REQUIRED WORK → Only lines holding "function" are wanted; copy each of them from the records below.
(DATASET EXCERPTS)
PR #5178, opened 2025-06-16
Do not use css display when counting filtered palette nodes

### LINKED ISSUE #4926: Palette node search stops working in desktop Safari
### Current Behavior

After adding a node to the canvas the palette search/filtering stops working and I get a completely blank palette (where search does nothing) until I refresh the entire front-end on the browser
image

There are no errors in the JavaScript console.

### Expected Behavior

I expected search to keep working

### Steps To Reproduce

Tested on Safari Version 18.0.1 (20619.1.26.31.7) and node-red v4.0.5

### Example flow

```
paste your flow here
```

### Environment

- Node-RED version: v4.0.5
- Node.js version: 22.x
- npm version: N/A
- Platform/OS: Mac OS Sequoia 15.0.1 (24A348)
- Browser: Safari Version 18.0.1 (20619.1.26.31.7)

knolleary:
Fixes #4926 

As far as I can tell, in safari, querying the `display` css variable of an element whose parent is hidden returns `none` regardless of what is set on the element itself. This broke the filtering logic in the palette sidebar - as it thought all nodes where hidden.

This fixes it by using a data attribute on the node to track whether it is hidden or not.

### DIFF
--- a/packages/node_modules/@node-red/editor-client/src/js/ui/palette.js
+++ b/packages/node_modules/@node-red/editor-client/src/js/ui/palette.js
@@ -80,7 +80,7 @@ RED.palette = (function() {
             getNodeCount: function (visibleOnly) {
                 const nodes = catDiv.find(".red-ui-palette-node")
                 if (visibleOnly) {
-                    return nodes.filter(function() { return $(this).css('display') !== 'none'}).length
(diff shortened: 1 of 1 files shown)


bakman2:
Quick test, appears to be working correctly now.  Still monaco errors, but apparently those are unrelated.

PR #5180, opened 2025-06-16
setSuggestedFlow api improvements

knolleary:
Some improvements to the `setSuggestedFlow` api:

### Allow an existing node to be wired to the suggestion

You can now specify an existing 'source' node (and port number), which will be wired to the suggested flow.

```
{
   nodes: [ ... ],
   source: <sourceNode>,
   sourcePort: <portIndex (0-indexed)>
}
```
(End DATASET EXCERPTS)
TASK SOLUTION →
@@ -80,7 +80,7 @@ RED.palette = (function() {
             getNodeCount: function (visibleOnly) {
-                    return nodes.filter(function() { return $(this).css('display') !== 'none'}).length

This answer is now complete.